Wednesday, May 16, 2012

News flash: Patients don't like isolation precautions!

A new study in the May issue of Infection Control and Hospital Epidemiology compares HCAHPS survey responses between patients who were isolated during hospitalization and those who were not. HCAHPS is a patient satisfaction survey used by CMS as part of its value based purchasing program. The study involved survey results from over 8,000 patients at the Cleveland Clinic, a hospital with a superb reputation for customer service. Of the isolated patients, nearly three-quarters were in contact precautions (of note, the authors point out that patients are not routinely isolated for MRSA or VRE at their hospital). Findings of note included:

  • Isolated patients were more likely to report problems with physician communication (treatment with respect and courtesy, careful listening, understandable explanations)
  • Isolated patients less commonly reported obtaining timely help after pressing the call button and less help with toileting
  • Isolated patients more commonly reported that their room was not kept clean
  • Isolated patients were less likely to recommend the hospital to friends and family
It's worth repeating that isolation is the only intervention in medical care in which the person receiving the intervention bears all the burden and accrues none of the benefit. In hospitals where compliance with hand hygiene is high, it's time to re-evaluate the incremental benefit of contact precautions on transmission of multidrug resistant organisms.

Graphic: TakeForm.net

1 comment:

  1. This is a really thought provoking proposal. I’m not sold on prioritizing patient dissatisfaction with isolation precautions as a rationale for looking for other strategies, but I think in the bigger zeitgeist of evidence based improvement in practice, cost effectiveness, and the downstream health and business benefits of receiving/delivering what is perceived to be good customer service, it’s totally worth exploring the idea that a better way of preventing MDROs could be conceived and implemented.

    My brain immediately went to CDI. I came to nursing and the hospital environment after a respectable 8 year stint in biomedical research, so I only have about 16 months’ worth of observations, but in about 900 hours of direct patient contact, not once have I encountered a patient on enteric precautions who actually had active diarrheal symptoms. They were all waiting, sometimes days, to be “cleared” by three negative stool samples. Meanwhile, the trashcans repeatedly filled to overflowing with disposable gowns, and adherence to proper donning/doffing (or PPE use at all) was noticeably variable among staff. It has given me multiple excuses to think long and hard about the natural history and microbiology of CDI and whether the PPE that is used really does any good.
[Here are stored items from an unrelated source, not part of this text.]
Issue #5299, opened 2022-05-05
Reserve contract covers vault shortfalls


rowgraus:
## What is the Problem Being Solved?
The Inter Protocol relies on successful liquidation to ensure the stable token remains over collateralized.  In cases where individual liquidations do not cover the outstanding debt for any reason, the protocol must track the outstanding balance so that it can be made whole through later operations.  This ticket allows the Reserve contract to both track the ongoing shortfall and to burn IST to reduce it.

## Description of the Design
Shortfalls that occur during liquidation are passed to the reserve contract which manages a shortfall balance.  This logic must survive as liquidation contract is changed.

The reserve contract must burn IST to reduce shortfall.  Suggest adding method that can be called by governance which takes IST from the Reserve's IST purse to handle this.

Reserve's IST purse is funded through execution fees and excess reward flows as described in #4399, but it must also be able to accept additional ad-hoc deposits as needed.  I.e., governance could decide to sell other assets to and fund the Reserve IST purse for the purpose of burning to reduce shortfall.

## Security Considerations
The liquidation shortfall which occurs during execution of the liquidation contract within the vault manager must be passed correctly to the reserve to ensure shortfalls cannot fail to be tracked

rowgraus:
Econ committee abilities which allow it to let the reserve manage the shortfall

Governance: Burn IST from purse and reduce debt
Governance: Redeem liquidity tokens 
Governance: Sell on AMM and deposit into IST pool
Governance: Take collateral in collateral purse, mint IST, deposit

dckc:
> Governance: Take collateral in collateral purse, mint IST, deposit

sounds like #5298

PR #5431, opened 2022-05-25
feat: Reserves track liquidation shortfall

Chris-Hibbert:
refs: #5299

## Description

Add the ability for Vaults to report to the Reserve on shortfalls during liquidation.

### Security Considerations

Uses governance.

More notification streams (for the shortfall level and Reserve pools.)

### Testing Considerations

I had to disable the SwingSets in run-protocol, since I didn't see a way to initialize the Reserve compatibly with other services.


packages/run-protocol/src/reserve/assetReserve.js
```diff
@@ -95,6 +96,36 @@ const start = async (zcf, privateArgs) => {
   /** @type {ZCFMint} */
   const runMint = await zcf.registerFeeMint('RUN', feeMintAccess);
 
+  const { brand: runBrand } = await E(runMint).getIssuerRecord();
+  const { publication: metricsPublication, subscription: metricsSubscription } =
+    makeSubscriptionKit();
+
+  // shortfall in Vaults due to liquidations less than debt. This value can be
+  // reduced by various actions which burn IST.
```
turadg: until we rename, might be more confusing to refer to it in two ways
```suggestion
  // reduced by various actions which burn RUN.
```

packages/run-protocol/src/reserve/assetReserve.js
```diff
@@ -95,6 +96,36 @@ const start = async (zcf, privateArgs) => {
...
+  const updateMetrics = () => {
+    const metrics = harden({
+      allocations: getAllocations(),
+      shortfall: vaultShortfall,
+    });
+    metricsPublication.updateState(metrics);
+  };
+  updateMetrics();
+
+  const addLiquidationShortfall = shortfall => {
```
turadg: for parity with `reduce…`
```suggestion
  const increaseLiquidationShortfall = shortfall => {
```

packages/run-protocol/src/reserve/assetReserve.js
```diff
@@ -182,12 +213,29 @@ const start = async (zcf, privateArgs) => {
     zcf.reallocate(offerToSeat, collateralSeat);
   };
 
+  const getShortfallReportInvitation = () => {
+    const shortfallReportOffer = () => {
```
turadg: non-blocking suggestion for consistency https://github.com/Agoric/agoric-sdk/pull/5179/files#diff-46a4c9227ae419f47fed07515b2459edf285ccf8aee937434e3471b2ea6cabb6

```suggestion
  const maketShortfallReportInvitation = () => {
    const handleShortfallReportOffer = () => {
```

packages/run-protocol/src/reserve/assetReserve.js
```diff
@@ -182,12 +213,29 @@ const start = async (zcf, privateArgs) => {
...
+      return Far('shortfallReporter', {
+        addLiquidationShortfall,
+        // currently exposed for testing. Maybe it only gets called internally?
+        reduceLiquidationShortfall,
```
turadg, line 230: if it's not part of the API, let's mark it as such so it's not a breaking change to remove.

do we have a convention for expressing that? e.g. underscore prefix

packages/run-protocol/src/vaultFactory/vaultManager.js
```diff
@@ -404,6 +404,7 @@ const helperBehavior = {
       liquidator,
       state.collateralBrand,
       factoryPowers.getGovernedParams().getLiquidationPenalty(),
+      factoryPowers.getShortfallReporter(),
```
turadg: noting from our conversation to [get the numbers out](https://github.com/Agoric/agoric-sdk/pull/5393/files#diff-6270d15d5734246fb29efbc9d2589a31d6c4feca1aa5361843a720689fd797bfR99-R100) instead of giving `liquidate` more dependencies

packages/run-protocol/test/reserve/test-reserve.js
```diff
@@ -338,3 +339,55 @@ test('request more collateral than available', async t => {
...
+    AmountMath.make(runBrand, 1000n),
+  );
+  const metricsSub = await E(reserve.reserveCreatorFacet).getMetrics();
+  const m = await subscriptionTracker(t, metricsSub);
+  await m.assertInitial({
+    allocations: {},
+    shortfall: AmountMath.makeEmpty(runBrand),
+  });
+  await m.assertChange({
+    shortfall: { value: 1000n },
```
turadg: nice and clean expressing what has changed.

please keep a running value and adjust it. e.g.,

```
  await E(reporterFacet).addLiquidationShortfall(
    AmountMath.make(runBrand, 500n),
  );
  totalShortfall += 500n;
  await m.assertChange({
    shortfall: { value: totalShortfall },
  });
```

packages/run-protocol/src/reserve/assetReserve.js
```diff
@@ -118,6 +119,36 @@ const start = async (zcf, privateArgs) => {
   const makeAddCollateralInvitation = () =>
     zcf.makeInvitation(addCollateralHook, 'Add Collateral');
 
+  const { brand: runBrand } = await E(runMint).getIssuerRecord();
+  const { publication: metricsPublication, subscription: metricsSubscription } =
```
turadg, line 132: please type the state with documentation. [example](https://github.com/Agoric/agoric-sdk/pull/5393/files#diff-fe43c0eebf753f26efd39077f96e11f163a1da8b42fcf5409eb39ec10a2d5924R38-R49)

packages/run-protocol/src/reserve/assetReserve.js
```diff
@@ -118,6 +119,36 @@ const start = async (zcf, privateArgs) => {
...
+    makeSubscriptionKit();
+
+  // shortfall in Vaults due to liquidations less than debt. This value can be
+  // reduced by various actions which burn IST.
+  let vaultShortfall = AmountMath.makeEmpty(runBrand);
+
+  const updateMetrics = () => {
+    const metrics = harden({
+      allocations: getAllocations(),
+      shortfall: vaultShortfall,
```
turadg: for naming, `shortfall` sounds like an event metric but this is a sum. consider `totalShortfall`

turadg (dismissed):

packages/run-protocol/src/reserve/assetReserve.js
Chris-Hibbert: done

packages/run-protocol/src/reserve/assetReserve.js

packages/run-protocol/src/reserve/assetReserve.js
Chris-Hibbert: from #5299, I chose `shortfallBalance`

packages/run-protocol/src/reserve/assetReserve.js

packages/run-protocol/src/reserve/assetReserve.js
Chris-Hibbert: I changed to `makeShortfallReportingInvitation` and `handleShortfallReportingOffer`, but that still has `make` and `handle`.

It's not so much an invitation about reports, as it's about reporting.

packages/run-protocol/src/reserve/assetReserve.js
Chris-Hibbert: in Java, we had @visibleForTesting, which the tools supported. JavaScript doesn't seem to have an equivalent.   AFAICT there's no convention here.

I'm not positive that it shouldn't be possible to call externally. I can imagine actions that the econ committee takes that address a shortfall (by burning somewhere else) that doesn't involve the Reserve. We want them to be able to update the accounting when they do that.

packages/run-protocol/test/reserve/test-reserve.js
Chris-Hibbert: done

packages/run-protocol/src/reserve/assetReserve.js
turadg: added 8f3af1bdd so the `getMetrics()` result has the type too

packages/run-protocol/test/swingsetTests/setup.js
```diff
@@ -202,19 +203,23 @@ const buildOwner = async (
   /** @type {AssetReservePublicFacet} */
   // @ts-expect-error cast, never used
   const reservePublicFacet = null;
+  /** @type {Amount} */
+  // @ts-expect-error cast, never used
```
turadg, line 207: the comment "tests are currently disabled" was confusing to me at first: what tests.

in 8f3af1bdd I replaced using the other comment. as I write this I suspect it's not as true in this case, but either the whole suite is going away or when it's reinstated this comment won't matter much

turadg (approved):

PR #5432, opened 2022-05-25
feat: Add a helper for publishing iteration results to chain storage

### LINKED ISSUE #5353: Support publishing to chainStorage-backed subscriptions

On-chain vats need to publish sequential values for off-chain consumers.

## Description of the Design

Create a function that accepts a chainStorage node (cf. #4558) and returns an updater/publication object (cf. https://agoric.com/documentation/guides/js-programming/notifiers.html ) such that writes end up in chain storage. Since such writes are committed only at block boundaries, It will probably be necessary to invent a container format communicating multiple results in a single chainStorage string (and possibly a way to opt out of that for publishers whose consumers are guaranteed to tolerate loss of intermediate state).

## Security Considerations

We can control the publish _capability_, but all data written to chain storage is inherently public.

gibson042:
closes: #5353
refs: #5385 ([diff](https://github.com/Agoric/agoric-sdk/compare/gibson-4558-chainStorage...gibson-5353-publish-to-chainStorage))

## Description

Adds a `publishToChainNode` helper for consuming iteration results and losslessly publishing them to chain storage.

### Security Considerations

We should be mindful about publishing too much data, but some redundancy seems necessary to avoid loss.

Nothing specific.

### Testing Considerations

TypeScript gave me some trouble with mocks. :confused:

### DIFF
--- a/packages/vats/src/lib-chainPublish.js
+++ b/packages/vats/src/lib-chainPublish.js
@@ -10,8 +10,8 @@ import { E } from '@endo/far';
  * Array items are possibly-duplicated [index, value] pairs, where index is a
  * string (ascending numeric or terminal "finish" or "fail").
  *
- * @param {AsyncIterator} iterable
- * @param {ReturnType<typeof import('./lib-chainStorage.js').makeChainStorageRoot>} chainStorageNode
+ * @param {ERef<AsyncIterator>} iterable
+ * @param {{ setValue: (val: any) => void }} chainStorageNode
  * @param {{ timerService: ERef<TimerService>, serialize?: (obj: any) => string }} powers
  */
 export async function publishToChainNode(
--- a/packages/vats/src/lib-chainPublish.js
+++ b/packages/vats/src/lib-chainPublish.js
@@ -10,12 +10,12 @@ import { E } from '@endo/far';
  * Array items are possibly-duplicated [index, value] pairs, where index is a
  * string (ascending numeric or terminal "finish" or "fail").
  *
- * @param {ERef<AsyncIterator>} iterable
+ * @param {ERef<AsyncIterable>} source
  * @param {{ setValue: (val: any) => void }} chainStorageNode
  * @param {{ timerService: ERef<TimerService>, serialize?: (obj: any) => string }} powers
  */
 export async function publishToChainNode(
-  iterable,
+  source,
   chainStorageNode,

Would excellent and consistent adherence to hand hygiene on the part of healthcare workers and bleach or other sporicidal methods of room decontamination – without PPE – be enough, at least in cases where the patient’s diarrhea has stopped?

    Recent evidence (link 1 at bottom) alluringly suggests that in a non-outbreak, endemic setting, transmission of C. difficile is not easily attributed to ward-based contact. To me this suggests that, among other things, disruption of the gut microflora (antibiotic use) (link: http://jmm.sgmjournals.org/content/57/6/732.full) needs to be more widely recognized and addressed.

    Specific to HAIs of the GI tract, another simple measure I’m determined to work on is getting the patients themselves to wash their hands. I’ve helped patients to the restroom and back to their beds, then watched them reach straight for their food trays. More than once, I have seen this happen in elderly patients whose fingers were visibly soiled with fecal material. Of course I intervene with a soapy washcloth or hand sanitizer whenever possible, but how common is this phenomenon, and would addressing it make a difference in HAI transmission? Think of all the places those hands have been: door handles, finger pulse oximeters, toilet flush levers, bedrails on the hospital bed, the transport bed, the radiology bed… This is fecal-oral at its best, baby. What if hospitals included single-use towlettes on food trays, located sinks in accessible spots wherever possible (human process engineering), and campaigned energetically with nursing staff, dietary staff, and patients themselves to just wash their hands?

    So what would it look like to have moved past the knee jerk global use of isolation precautions? How would this be implemented on the ground in a way that would be better than what we achieve with the sort of “herd immunity” that mass use of barrier-type protection ostensibly provides? I think this is an idea worth exploring, with special attention to what human and microbial factors are really at play in the etiology and transmission of HAIs. To really get something like this right, it’s worth a collaboration between multiple stakeholders, including but not limited to physicians, infection preventionists, nurses, and patients.